Help your daughter cope by inviting other people.
Anonymous
Anonymous wrote:It's clear to me that the longtime friend is trying to politely detach from your daughter. I'm sorry if this hurts your daughter, OP. My son was on the receiving end of rejections like these, and it's never pleasant. However, this is very common during adolescence as kids mature at different rates, develop different interests and find new friend groups.

Help your daughter cope by inviting other people.


Me again. The longtime friend is NOT in the wrong, here. These things just happen.
Anonymous
If she allows a friend to treat her like this, she is going to allow romantic partners to do it as well.
Anonymous
I wouldn’t necessarily think this is done to exclude your daughter unless she stopped responding or coming to things your daughter invited her to.
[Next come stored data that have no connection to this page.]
Issue #1956, opened 2018-04-27
Make PUT /node/status/forging idempotent


webmaster128:
### Expected behavior

[PUT requests are idempotent](https://developer.mozilla.org/en-US/docs/Web/HTTP/Methods/PUT)

### Actual behavior

The current implementation of PUT /node/status/forging is a toggle function. The same request is sent to activate and deactivate forging. This is a problem because you do not know in advance, which action you are doing. It becomes of practical importance when you are thinking of network issues and request retries. Every sane HTTP client would retry a PUT request when it does not get a response. But when a request does not return data, you do not know if the action was performed on the server or not.

Requesting the forging state in advance is no reliable solution also because the state may have changed between the status request and the toggle request. 

### Steps to reproduce

See https://app.swaggerhub.com/apis/LiskHQ/Lisk/1.0.26#/Delegates/updateForgingStatus

### Which version(s) does this affect? (Environment, OS, etc...)

API version 1.0.26

----------------------------

Since PUT is a method to override a resource, there is a simple way to fix this. We already have a `forging` field in the response, which can be used for requests as well.

Enable forging:

```
PUT /node/status/forging
{
  "decryptionKey": "happy tree friends",
  "publicKey": "968ba2fa993ea9dc27ed740da0daf49eddd740dbd7cb1cb4fc5db3a20baf341b",
  "forging": true
}
```
Disable forging:

```
PUT /node/status/forging
{
  "decryptionKey": "happy tree friends",
  "publicKey": "968ba2fa993ea9dc27ed740da0daf49eddd740dbd7cb1cb4fc5db3a20baf341b",
  "forging": false
}
```

A request where `forging` is unset then must result in HTTP 400 Bad Request or maybe HTTP 422 Unprocessable Entity.

nazarhussain:
As per our request validation layer if `forging` is unset while required will return automatically to 400 status code.

webmaster128:
> As per our request validation layer if forging is unset while required will return automatically to 400 status code.

i.e. you just need to mark the field as required?

nazarhussain:
Yes

simonmorgenthaler:
I agree, this API call should be adapted. the suggestion from @webmaster128 looks good to me

PR #2119, opened 2018-06-12
Make PUT /node/status/forging idempotent

nazarhussain:
### What was the problem?
There was `PUT  /node/status/forging` which was not idempotent. And behaving like toggle endpoint. 

### How did I fix it?
Updated endpoint to `PATCH  /node/status/forging`

### How to test it?
Functional HTTP Tests for Node

### Review checklist

* The PR solves #1956
* Linting passes
* Tests pass


nazarhussain:
This PR is needed to be merged and rebased, then tests will pass on current branch.

modules/delegates.js
```diff
@@ -17,6 +17,7 @@
 const crypto = require('crypto');
 const _ = require('lodash');
 const async = require('async');
+const lisk = require('lisk-elements').default;
```
shuse2: I think for 1.0, we decided not to use `lisk-elements` in core, and when we are going to migrate, we should probably do it in other PR.

schema/swagger.yml
```diff
@@ -405,7 +405,7 @@ paths:
           description: Unexpected error
           schema:
             $ref: '#/definitions/UnexpectedError'
-    put:
+    patch:
```
shuse2: I think not necessary to change it to `PATCH` here.
Both `PUT` and `PATCH` make sense

modules/delegates.js
```diff
@@ -642,24 +532,22 @@ __private.loadDelegates = function(cb) {
 					if (!account) {
 						return setImmediate(
 							seriesCb,
-							[
-								'Account with public key:',
-								keypair.publicKey.toString('hex'),
-								'not found',
-							].join(' ')
+							['Account with public key:', keypair.publicKey, 'not found'].join(
```
4miners: use template strings

modules/delegates.js
```diff
@@ -718,45 +606,31 @@ Delegates.prototype.toggleForgingStatus = function(publicKey, password, cb) {
 		);
```
4miners: template strings (line above)

helpers/ed.js
```diff
@@ -52,6 +52,9 @@ ed.makeKeypair = function(hash) {
  * @todo Add description for the params and the return value
  */
 ed.sign = function(hash, privateKey) {
+	if (typeof privateKey === 'string') {
```
4miners: - So now instead of keeping `Buffer` instance in memory we will always create `Buffer` here every `sign` call? Not very efficient.
- Looks like now we're only passing strings here, condition is not needed. Also after removing the condition some tests should fail, because they still testing behavior with `Buffer`, so that condition is only for tests? 😏

modules/delegates.js
4miners: If we want to use `lisk-elements` we should add that to dependencies (we have only in dev dependencies).

modules/delegates.js
```diff
@@ -642,24 +532,22 @@ __private.loadDelegates = function(cb) {
...
-							].join(' ')
+							['Account with public key:', keypair.publicKey, 'not found'].join(
+								' '
+							)
 						);
 					}
 
 					if (account.isDelegate) {
-						__private.keypairs[keypair.publicKey.toString('hex')] = keypair;
+						__private.keypairs[keypair.publicKey] = keypair;
```
4miners: So `keypair.publicKey`mand `keypair.privateKey` are both strings now?

It will not fail here?
https://github.com/LiskHQ/lisk/blob/0daca9dd47f026a9344516a5e3c9b2b74c4fbe70/logic/block.js#L137

4miners:
I don't really like replacing `library.ed.makeKeypair` with `lisk.cryptography.getPrivateAndPublicKeyFromPassphrase`, whatever library is used there (`js-nacl`/`tweetnacl-js`) because `libsodium` is still faster.

helpers/ed.js
4miners: Also we should unit test that.

modules/delegates.js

Is this friend even asking or inviting these other friends anywhere or are they inviting her? My daughter rarely makes her own plans but is often invited places by different friends and she attends the gatherings but I don’t encourage her to invite others when she was the invitee. Are these tweens/young teens or older teens? Mine is younger and maybe these are different situations but sometimes a friend will be going to the movies and they will text and say their mom said they could bring 2 friends, and they swing by and pick her up. I wouldn’t think it was appropriate to invite someone else to that but maybe these are older teens.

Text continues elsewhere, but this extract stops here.